Theres a couple of issues that rarely are mentioned:
- for very high traffic websites HTTPS costs a lot of money. .gov sites are not very high traffic.
- When you have such high traffic you also have a bunch of old winxp and similar clients. These dont work fast on HTTPS and dont work without sslv3 and what not.
So while HTTPS with safe settings works in most cases it doesnt work in all cases.
Although you may argue that if you are a CDN, encryption can be a significant portion of your costs.

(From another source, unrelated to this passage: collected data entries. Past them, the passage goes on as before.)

PR #3660, opened 2020-06-28
Fix PassThroughInputManager potentially not receiving release events

frenzibyte:
All event managers propagate release events to the handler drawable and all of what its in front of it built in to the queue. And for `TouchEventManager` which propagates touch move events to the queue of `TouchDownEvent` (test coverage about that coming in dependent PR), the pass-through input manager must always stick itself to the queue.

The test case provided for this will not produce different results based on the fix due to the manager actually tries to synchronize itself with the parent manager per-frame because of "some non-positional events" being blocked, which I think this fix would render that redundant, but decided to separate that change into another PR as it also kinda changes behaviour.

### DIFF
--- a/osu.Framework.Tests/Visual/Input/TestScenePassThroughInputManager.cs
+++ b/osu.Framework.Tests/Visual/Input/TestScenePassThroughInputManager.cs
@@ -89,6 +89,21 @@ namespace osu.Framework.Tests.Visual.Input
         }
 
         [Test]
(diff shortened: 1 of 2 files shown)


smoogipoo:
I think this is fine... @peppy any second opinion?

peppy:
I also... *think* this is okay. Cannot see any regressions in usage.

PR #3661, opened 2020-06-28
Remove PassThroughInputManager per-update synchronization

frenzibyte:
- [ ] Depends on #3660 (to replace this)

Seems to be unnecessary now after the aforementioned PR is merged, although there's a behaviour change here which is that some input may not be synchronized when there's a drawable in front of the manager absorbing their corresponding event (excluding `MouseMoveEvent` because of using `IRequireHighFrequencyMousePosition`).

Not quite sure if that's the only behaviour change this will result in though, but testing with osu! in both desktop and mobile it seems to be working correctly, especially on gameplay.

### DIFF
--- a/osu.Framework.Tests/Visual/Input/TestScenePassThroughInputManager.cs
+++ b/osu.Framework.Tests/Visual/Input/TestScenePassThroughInputManager.cs
@@ -89,6 +89,21 @@ namespace osu.Framework.Tests.Visual.Input
         }
 
         [Test]
+        public void TestUpReceivedOnDownFromSync()
+        {
+            addTestInputManagerStep();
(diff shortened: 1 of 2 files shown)


frenzibyte:
OK turns out this is required for receiving proper initial states and releasing correctly, will close this for now.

Also, Jeff Atwood writes following:
> Of course, there's no reason to encrypt traffic for anonymous, not-logged-in users, and Twitter doesn't. You get a plain old HTTP connection until you log in, at which point they automatically switch to HTTPS encryption. Makes sense.
Today we know that it is no longer a valid point. TOR users can be deanonimized by injecting traffic into plain HTTP connections. Upgrade to HTTPS seems to be fixing that. So we really should use HTTPS by default and HTTP only in very well articulated cases.
No, SSL/TLS is not expensive. I've been running a moderalty high traffic website in EC2 for a few weeks. It is peaking at ~250k requests per minute per c3.8xlarge instance using only 40% CPU. 100% of the traffic is over SSL/TLS and the response size is less than 100 bytes, so most of the overhead is in handshaking (which is much more expensive than just sending data). With a larger response size, the CPU utilization would be even lower.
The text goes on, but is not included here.